### TASK DETAILS
Filter the entries for the string "into". Copy each line that has it.
((
PR #3140, opened 2022-12-22
Implement PDM into our project

ivarnakken:
Our requirements folder has been a mess for many years now, and it's time to introduce a package and dependency manager. I tried to compare the different options out there, and concluded that PDM was a good fit. It's much faster than its competition, and reminds me more of npm.

**Key points**
- The introduction of a lock file. This will improve efficiency and ensure that everyone is working with the right dependencies.
- PDM makes sure you're always installing into a virtual environment.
))
### RESPONSE
Implement PDM into our project
- PDM makes sure you're always installing into a virtual environment.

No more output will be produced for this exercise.